Indoor sports venue in Brisbane, Australia

The Chandler Arena (formerly the Sleeman Sports Centre) is an indoor sports venue, located in the suburb of Chandler in Brisbane, Queensland. It has a seating capacity of 2,700, and hosts netball, basketball, indoor soccer, badminton and volleyball.

The Sleeman Sports Complex, of which the Chandler Arena is a part, was purpose-built for the 1982 Commonwealth Games which were staged in Brisbane. Since then the centre has hosted a range of sporting events including the 1994 World Masters Games and the 2001 Goodwill Games swimming, diving and cycling events.

The Sleeman Complex, which includes the Chandler Arena, the Chandler Aquatic Centre, and the Chandler Velodrome, was named after the past Brisbane Lord Mayors, Sir John Beals Chandler and Frank Sleeman.

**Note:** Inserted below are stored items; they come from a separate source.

PR #3, opened 2015-01-09
Set bs pointer to NULL before deleting

michelsnippe:
On windows, whenever OBS was closed, a cef-bootstrap.exe process and the obs32.exe process kept running.
Setting the bs pointer to NULL before delete seemed to fix this issue.


michelsnippe:
I've closed it, because it seems to crash like this.

PR #27, opened 2016-08-16
Visibility JS Bindings

DDRBoxman:


notr1ch:
This seems to be based off an older commit, could you rebase it to HEAD so your changes are more clear?

DDRBoxman:
Sorry about that, accidentally included a few extra non-essential tweaks I made.

DDRBoxman:
Do we keep a version number for the browser plugin? I'd like to expose that in the js too.

OsirisNL:
No, there is no version number being exposed.

PR #29, opened 2016-08-17
Fix building under OSX after unicode file handling broke it

DDRBoxman:
http://utf8everywhere.org/

Adds [nowide](http://cppcms.com/files/nowide/html/) for easier unicode handling.


DDRBoxman:
See #31 for an alternative using boost

PR #31, opened 2016-09-02
Use boost locale when loading paths

DDRBoxman:
http://utf8everywhere.org/

This is an alternative to PR #29 that uses Boost Locale instead of the standalone nowide library. It's a bit cleaner honestly.


DDRBoxman:
Resolved in #29

PR #60, opened 2017-01-18
Revert C++ 11 changes to things relying on Semaphores

Xaymar:
std::condition_variable doesn't do what it's name actually suggests it does. It's more like a condition if anything, as it's not a variable that can be used as a condition at all.

Side note, with this the browser source refuses to load webpages in 32-bit if a debugger is attached. Unsure what the actual cause is, but normally this shouldn't happen.

### DIFF
--- a/obs-browser/browser-manager-base.cpp
+++ b/obs-browser/browser-manager-base.cpp
@@ -129,11 +129,11 @@ int BrowserManager::Impl::CreateBrowser(
 		const std::shared_ptr<BrowserListener> &browserListener)
 {
 	int browserIdentifier = 0;
-	std::mutex createMutex;
-	std::condition_variable createEvent;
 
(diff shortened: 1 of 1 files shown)


jp9000:
Unfortunately going to revert the original multi-threaded change commit due to the fact that multi-threaded message queue doesn't work on mac according to this CEF issue report from the maintainers:
https://bitbucket.org/chromiumembedded/cef/issues/745/multi_threaded_message_loop-yes-on-mac-os

Your change did fix the hang, but it would break OSX browser builds.

I managed to fix the original hang with the original code instead just via adding a startup event, see commit notes here in this commit:  https://github.com/kc5nra/obs-browser/commit/47084fc9e4fa10b5798289d076dc0a55e7ea3de4

Tested with various testers who were able to replicate the hang.

PR #81, opened 2017-06-16
Add support for CEF version 3071

Xaymar:
A new flag was added which specifies if defined protocols bypass Content-Security-Policy checks. This change will default that to false in order to protect users from hijacking (through ads or similar).

### DIFF
--- a/obs-browser/browser-manager-base.cpp
+++ b/obs-browser/browser-manager-base.cpp
@@ -1,4 +1,5 @@
 #include <util/platform.h>
+#include <include/cef_version.h>
 
 #include "browser-manager-base.hpp"
 #include "browser-task.hpp"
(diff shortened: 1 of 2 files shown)


obs-browser/browser-manager-base.cpp
```diff
@@ -144,7 +144,6 @@ int BrowserManager::Impl::CreateBrowser(
 				new BrowserClient(renderHandler, loadHandler, browserOBSBridge));
 
 		CefWindowInfo windowInfo;
-		windowInfo.transparent_painting_enabled = true;
```
DDRBoxman: We probably still need to keep this, or does it default to true?

Xaymar: It no longer exists as the default behavior is to render transparent now.

Xaymar: See: https://bitbucket.org/chromiumembedded/cef/src/1ebbf3c4da4c55ccbd91d384bbe8ff457bd0441e/include/internal/cef_win.h?at=3071&fileviewer=file-view-default#cef_win.h-83

Xaymar:
Updated with #if's for older version support. Building with 2987, 3029, 3071 and newer should work now.

PR #82, opened 2017-06-16
Work around a potential lockup with newer CEF versions

Xaymar:
For an unknown reason, os_event_wait will wait forever even though the event itself is set to be manual and should never wait. This works around this issue and makes it work properly.


Xaymar:
After talking with Jim, I've investigated one of the potential causes for this: the event is destroyed while we are waiting on it. Unfortunately in all test cases, os_event_wait immediately returns instead of waiting forever, so this issue is caused by something else - or its a really rare race condition with event destruction and waiting on it happening just at the right time.

PR #106, opened 2018-03-13
obs-browser: web config UI

zavitax:
This PR requires https://github.com/jp9000/obs-studio/pull/1221 as a pre-requisite which resolves several OBS stability issues.

- add menu item under tools -> Configure Streaming Services
- clicking on the new item opens a modal dialog with CEF
- the modal dialog exposes JS API to query OBS for available video codecs
- the API exposes a method to set up Scenes, Sources, Output and Streaming using JS configuration object
- the API currently supports creating Game, Browser and Video Capture sources
- add User-Agent product marker "Open Broadcast Studio (OBS)"
- add option to suspend video elements in inactive browser sources: this saves a tremendous amount of CPU cycles for invisible browser sources without having to shut down the browser
- add support for standard browser visibility API in inactive browser sources
- resolvea race condition with BrowserSource::Impl::Listener::OnDraw being called after the browser source has been disposed 

Currently available on Windows only.
Conditional compilation statements have been added to enforce this.


OsirisNL:
Could you perhaps group all those commits in more logically seperated PR's?

RytoEX:
I agree with @OsirisNL.  As it is, this PR is a bit large to digest and review.  Splitting bug-fixes from individual feature implementations and submitting separate PRs for them would be extremely helpful.  When you do that, look out for commits that revert your own changes, and see if you can get rid of commits that cancel each other out.

dodgepong:
This WCUI idea looks interesting but sort of seems wholly inappropriate to shoehorn into `obs-browser`. The Browser source right now is specifically for rendering HTML/CSS/JS into the OBS preview, not for rendering OBS UI.

We have discussed the idea of having "browser panels" for a while now, which would allow users to essentially dock a web page onto OBS to show things like stream chat or an online dashboard of sorts, but the idea of giving websites that are loaded inside the browser source access to modify OBS settings seems very concerning from a security standpoint, referring to the changes to the `obsstudio` window object in particular here.

The hard-coding for a specific "streaming service" seems undesirable here if this is to be used as a generalized application. Also, I disagree with the term "streaming service" in this context, as it can be easily confused with companies that provide actual streaming service like Twitch or YouTube. Also, the included form is entirely unlocalizable.

Basically, it looks like you started with a cool idea and took it way too far. If StreamElements wants a plugin that has the power to change sources and configure video settings, they should create their own separate plugin (maybe a fork of this one) so that they can avoid security concerns with allowing arbitrary websites to fiddle with OBS settings. Such a plugin could probably include a nicer featureset for their purposes as well, and might not even need to use a CEF-based UI. Perhaps it could even open the door to rendering nice overlays without the need for CEF entirely.

The parts of this I could see merged are the parts relating to rendering a browser as part of the OBS UI, but I personally would rather see that in context of allowing a user to specify a URL and then attach that browser to OBS as a docked panel, like the other panels in OBS.

Also, this does include some nice bugfixes, too -- another reason to split up the commits.

RytoEX:
> We have discussed the idea of having "browser panels" for a while now, which would allow users to essentially dock a web page onto OBS to show things like stream chat or an online dashboard of sorts

Not to derail, but I actually made a branch last year that tried to embed CEF into a dockable element.  It kinda worked, but there were issues I couldn't solve at the time, owing to the complexities of CEF and rendering.  I eventually set it aside in favor of other projects.  In all likelihood, it's totally possible, but would need the hand of someone who is more familiar with those aspects.


Now, back to this PR...  I definitely agree with @dodgepong's security concerns.  Arbitrary user-specified websites probably shouldn't have access to OBS settings or user settings (like stream keys).  It seems too easy to abuse.

zavitax:
Let me try and address your concerns.

> This WCUI idea looks interesting but sort of seems wholly inappropriate to shoehorn into obs-browser. The Browser source right now is specifically for rendering HTML/CSS/JS into the OBS preview, not for rendering OBS UI.

This is very counter-intuitive, and yet, when considering the alternatives, obs-browser seems the right place to put this functionality in. Consider this: adding another plug-in with CEF would open the door for version conflicts, increased memory footprint and increased installation footprint. Adding a plug-in with another embedded browser would increase the memory & installation footprint temporarily off-setting version conflicts.

> We have discussed the idea of having "browser panels" for a while now, which would allow users to essentially dock a web page onto OBS to show things like stream chat or an online dashboard of sorts, but the idea of giving websites that are loaded inside the browser source access to modify OBS settings seems very concerning from a security standpoint, referring to the changes to the obsstudio window object in particular here.

> The hard-coding for a specific "streaming service" seems undesirable here if this is to be used as a generalized application.

> Now, back to this PR... I definitely agree with @dodgepong's security concerns. Arbitrary user-specified websites probably shouldn't have access to OBS settings or user settings (like stream keys). It seems too easy to abuse.

> The parts of this I could see merged are the parts relating to rendering a browser as part of the OBS UI, but I personally would rather see that in context of allowing a user to specify a URL and then attach that browser to OBS as a docked panel, like the other panels in OBS.

From security standpoint, the extended window.obsstudio JS object functionality is available within the WCUI pop-up dialog only. This is intentional: it allows displaying a list of services pre-baked into the bundled HTML file (which should provide a good balance between hard-coded and easily modifiable) which also displays a warning that clicking on the links will take the user to an external website. Hopefully, this is an acceptable balance between functionality (allowing the user to easily configure streaming environment with a few mouse clicks) and security (minimize the attack surface, keeping the list of available services under the control of the community, write-only access to settings).

The idea of "browser panels" or "browser widgets" is next on my list to tackle. The fixes available in this PR pave the way for doing so.

> Also, I disagree with the term "streaming service" in this context, as it can be easily confused with companies that provide actual streaming service like Twitch or YouTube.

Perhaps better wording would be appropriate. Suggestions?

> Also, the included form is entirely unlocalizable.

The included form is composed entirely from a list of services and a short warning message. The rest is external. Perhaps the warning message could be localized. Which mechanism would be preferred to localize it?

> Basically, it looks like you started with a cool idea and took it way too far. If StreamElements wants a plugin that has the power to change sources and configure video settings, they should create their own separate plugin (maybe a fork of this one) so that they can avoid security concerns with allowing arbitrary websites to fiddle with OBS settings. Such a plugin could probably include a nicer featureset for their purposes as well, and might not even need to use a CEF-based UI. Perhaps it could even open the door to rendering nice overlays without the need for CEF entirely.

The idea is to have the whole community benefit from the added functionality and not limit it to StreamElements or any other provider.

> Could you perhaps group all those commits in more logically seperated PR's?

I'm available to answer any questions

WizardCM:
I agree with all three people above - this PR should be split up - at the very least, bug fixes and features should be separate so they can be reviewed independently. It's possible for features to depend on bug fixes - but not the other way round.

The other benefit of splitting would be that certain things which are smaller, like bug fixes, would be reviewed and merged more quickly, which could pave the way for other developers to also submit their own PRs for other features that benefit from said bug fixes, without having to wait for the other pile of features that are much larger and therefore will take much longer to review.

dodgepong:
So, I've spent quite a while thinking about this PR and the functionality goals that it's trying to accomplish, and I think I've figured out what would be a more ideal way to implement it.

Ultimately, the problem that this PR is attempting to solve is the problem of how to allow third parties to change OBS settings and scenes/sources. For services like StreamElements, StreamLabs, etc. it can be a complicated process for users to add a browser source with the right size and URL to the right scenes, and a feature like this would smooth that process out.

When looking at the general problem of third party settings management, I actually find the solution in this PR to be too constricting. Any service that wants to be able to modify OBS settings would have to be added manually to this system by OBS maintainers, which means we're now maintaining a list of people "allowed" to use this feature, which sounds like a bad idea to me.

Instead, a more generalized solution is one that has existed in idea form for quite some time: a custom URI handler. Essentially, a site like StreamElements could have a button that users click on that is in the form of something like `obs://<url stuff here>` which OBS is then set to open and interpret (asking the user's permission, of course). So a user could go onto the overlay service's main site, change the things they need to, then click a button to add it all to OBS, sort of like what this has here.

Then there's the browser panel feature proposal, which would allow a user to essentially attach a browser window to the OBS UI in order to have things like stream chat or overlay dashboards inside the program. A user could add an overlay's site settings panel to OBS, then the user could modify their settings as needed, then press a button to add those things to OBS.

However, when being run from inside a browser panel, it seems a little awkward to have to interact with OBS via a URI handler still. You're inside OBS already, so why not talk to OBS directly?

This is where I think the idea of an expanded JavaScript API actually makes more sense. With such a JavaScript API, sites loaded into OBS via a browser panel could interact with OBS and do the things they need to do directly, provided that the user has granted permission to that panel to modify OBS settings. This permission could be granted either upon panel creation (i.e. a checkbox saying "Allow this site to change my OBS settings") or ask for permission via pop-up when the site attempts to change settings ("This site wants to change your OBS settings, Allow? Y/N" + a checkbox to remember this decision).

The last piece to this puzzle, then, is how to make the process of adding this panel to OBS seamless to users, because otherwise they are trading the problem of creating a browser source for the problem of creating a browser panel. The solution here, again, would be the URI handler. With a custom URI, a site could have a button that says something like "Open this site in OBS", and clicking that button would send a new URI request that OBS can handle to automatically create the browser panel pointing to the right URL. This eliminates the need for OBS to maintain a list of sites that support this feature, but still keeps it easy to discover and set up for users of those services.

In summary, I think a better implementation of this feature requires 2 things: 1) a custom URI handler that lets sites send settings directly to OBS via a `obs://` protocol (or whatever it will be named), and 2) an implementation of browser panels with an extended JavaScript API that the user can permit to change settings. Then, the workflow for a user of an overlay service would be:

* Go to overlay service site
* Click "Open this site in OBS" button, which is a custom protocol that OBS is set up to handle requests to, which would add a browser panel to OBS containing the appropriate site
* User sets things up the way they want for their overlays
* User clicks a button to apply settings, which fires JS events to set the settings in OBS
* Browser panel intercepts these requests and asks the user if they grant permission for these settings to be set, and lets them through if permission is granted.

zavitax:
> When looking at the general problem of third party settings management, I actually find the solution in this PR to be too constricting. Any service that wants to be able to modify OBS settings would have to be added manually to this system by OBS maintainers, which means we're now maintaining a list of people "allowed" to use this feature, which sounds like a bad idea to me.

> Instead, a more generalized solution is one that has existed in idea form for quite some time: a custom URI handler.

I've spent some time thinking about those valid points, while also considering UX and the added value of having a list of easily-accessible services available.
I think I found an approach which would both allow good UX and keep the solution completely open: we could maintain a dynamic list of available providers, while allowing to easily extend it with a URL handler scheme.

This would shoot several birds at once:

- Deliver good, clear, streamlined UX for setting up OBS environment by external services
- Be easily extensible via URL scheme handler mechanism, not limiting the services to a pre-baked list of "allowed" people
- Would enable services to add browser widgets as part of the delivered configuration in future versions
- Still maintain a good level of security by not allowing configuration changes by pages loaded from totally arbitrary URLs

So the proposed modification is:

- Move services list into a dynamic configuration file, keeping the popup dialog
- Add services to the list via URL scheme handler
- Add services list management to the configuration dialog

dodgepong:
When you say "we could maintain a dynamic list of available providers", are you referring to a list of providers hosted on an OBS server, or that the user would maintain their own list of providers locally to be extended?

zavitax:
> When you say "we could maintain a dynamic list of available providers", are you referring to a list of providers hosted on an OBS server, or that the user would maintain their own list of providers locally to be extended?

I'm referring to a local list maintained by the user

dodgepong:
At the very least, browser panels could (should) maintain a history of all the different URLs that it has been asked to open. I'm not convinced that OBS should have the concept of "overlay service providers" coded into the program, though.

To be clear, my proposal above involves scrapping the WCUI additions in this PR in favor of merging some of that functionality into browser panels.

PR #108, opened 2018-03-17
obs-browser: bugfix: don't paint invisible sources

zavitax:
WasHidden(false) prevents OnDraw() calls from being
made on hidden sources.
This saves CPU cycles on sources which are hidden.


jp9000:
Code has already been applied.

Chandler arena was also the one time home of the Brisbane Bullets of the National Basketball League between 1984 and 1986 before the team moved into the 13,500 capacity, state of the art Brisbane Entertainment Centre early in the 1986 NBL season. The Bullets won their first NBL Championship at Chandler Arena defeating the Adelaide 36ers 121–95 on 7 September 1985 in the last NBL Grand Final to be played as a single game. This turned out to be the only one of the Bullets three NBL championships that was won in Brisbane and the only one won at the Chandler Arena.

Chandler Arena was also the home of the Queensland Firebirds in the Commonwealth Bank Trophy netball series between 1997 and 2008 before the series became the ANZ Championship and the team moved to the larger Brisbane Convention & Exhibition Centre.